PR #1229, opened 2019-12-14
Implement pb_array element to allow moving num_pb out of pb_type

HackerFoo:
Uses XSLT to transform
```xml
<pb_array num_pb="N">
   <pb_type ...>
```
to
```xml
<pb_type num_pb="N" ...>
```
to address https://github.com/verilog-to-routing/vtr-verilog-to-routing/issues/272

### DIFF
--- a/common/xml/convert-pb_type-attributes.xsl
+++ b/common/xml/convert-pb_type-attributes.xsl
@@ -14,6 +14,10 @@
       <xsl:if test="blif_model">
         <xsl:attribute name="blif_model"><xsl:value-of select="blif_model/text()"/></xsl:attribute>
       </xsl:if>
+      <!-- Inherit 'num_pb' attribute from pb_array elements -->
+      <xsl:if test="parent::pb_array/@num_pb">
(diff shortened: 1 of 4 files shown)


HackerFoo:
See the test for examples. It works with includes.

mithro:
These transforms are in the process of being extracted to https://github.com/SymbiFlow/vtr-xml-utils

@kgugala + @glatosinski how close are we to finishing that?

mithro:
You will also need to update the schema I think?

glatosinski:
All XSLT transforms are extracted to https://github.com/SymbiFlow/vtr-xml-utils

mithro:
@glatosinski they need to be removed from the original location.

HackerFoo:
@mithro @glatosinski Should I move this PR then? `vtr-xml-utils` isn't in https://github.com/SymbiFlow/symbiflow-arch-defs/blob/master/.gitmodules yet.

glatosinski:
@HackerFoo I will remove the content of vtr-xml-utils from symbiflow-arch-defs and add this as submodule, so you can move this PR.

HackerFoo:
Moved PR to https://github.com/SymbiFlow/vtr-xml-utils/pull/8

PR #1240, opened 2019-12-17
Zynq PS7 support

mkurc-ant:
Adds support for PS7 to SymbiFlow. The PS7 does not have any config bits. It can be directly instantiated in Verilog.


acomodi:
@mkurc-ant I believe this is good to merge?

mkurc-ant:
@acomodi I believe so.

........

*Task brief*.
Please repeat the entries above exactly as they read.

*Solution to this exercise*.
PR #1229, opened 2019-12-14
Implement pb_array element to allow moving num_pb out of pb_type

HackerFoo:
Uses XSLT to transform
```xml
<pb_array num_pb="N">
   <pb_type ...>
```
to
```xml
<pb_type num_pb="N" ...>
```
to address https://github.com/verilog-to-routing/vtr-verilog-to-routing/issues/272

### DIFF
--- a/common/xml/convert-pb_type-attributes.xsl
+++ b/common/xml/convert-pb_type-attributes.xsl
@@ -14,6 +14,10 @@
       <xsl:if test="blif_model">
         <xsl:attribute name="blif_model"><xsl:value-of select="blif_model/text()"/></xsl:attribute>
       </xsl:if>
+      <!-- Inherit 'num_pb' attribute from pb_array elements -->
+      <xsl:if test="parent::pb_array/@num_pb">
(diff shortened: 1 of 4 files shown)


HackerFoo:
See the test for examples. It works with includes.

mithro:
These transforms are in the process of being extracted to https://github.com/SymbiFlow/vtr-xml-utils

@kgugala + @glatosinski how close are we to finishing that?

mithro:
You will also need to update the schema I think?

glatosinski:
All XSLT transforms are extracted to https://github.com/SymbiFlow/vtr-xml-utils

mithro:
@glatosinski they need to be removed from the original location.

HackerFoo:
@mithro @glatosinski Should I move this PR then? `vtr-xml-utils` isn't in https://github.com/SymbiFlow/symbiflow-arch-defs/blob/master/.gitmodules yet.

glatosinski:
@HackerFoo I will remove the content of vtr-xml-utils from symbiflow-arch-defs and add this as submodule, so you can move this PR.

HackerFoo:
Moved PR to https://github.com/SymbiFlow/vtr-xml-utils/pull/8

PR #1240, opened 2019-12-17
Zynq PS7 support

mkurc-ant:
Adds support for PS7 to SymbiFlow. The PS7 does not have any config bits. It can be directly instantiated in Verilog.


acomodi:
@mkurc-ant I believe this is good to merge?

mkurc-ant:
@acomodi I believe so.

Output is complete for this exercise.